═══ THE DATA

PR #7583, opened 2026-09-02
fix(RequestResolver): evict cancelled pending cache entries

### LINKED ISSUE #7582: RequestResolver.withCache retains cancelled pending entries and hangs equal retries

1. Create a resolver that completes requests with `"Alice"`.
2. Hold its batching delay with `RequestResolver.setDelayEffect(Deferred.await(gate))`.
3. Wrap it with `RequestResolver.withCache({ capacity: 10 })`.
4. Start a request and interrupt its caller before opening the gate.
5. Start an equal request, then open the gate.

[Executable regression with an uncached control](https://github.com/kitlangton/effect/blob/repro/request-cache-cancellation/packages/effect/test/Request.test.ts).

The retry invokes the resolver and completes with `"Alice"`, as the uncached control does.

### What do you see instead?

The resolver does not execute for the retry, which stays suspended even after the batching gate opens.

### Additional information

══════

INSTRUCTIONS TO FOLLOW » Your task is to restate, word for word, only those lines above that fall between the line holding "fix(RequestResolver): evict cancelled" and the line holding "5. Start an", inclusive.

ANSWER BOX »
fix(RequestResolver): evict cancelled pending cache entries

### LINKED ISSUE #7582: RequestResolver.withCache retains cancelled pending entries and hangs equal retries

1. Create a resolver that completes requests with `"Alice"`.
2. Hold its batching delay with `RequestResolver.setDelayEffect(Deferred.await(gate))`.
3. Wrap it with `RequestResolver.withCache({ capacity: 10 })`.
4. Start a request and interrupt its caller before opening the gate.
5. Start an equal request, then open the gate.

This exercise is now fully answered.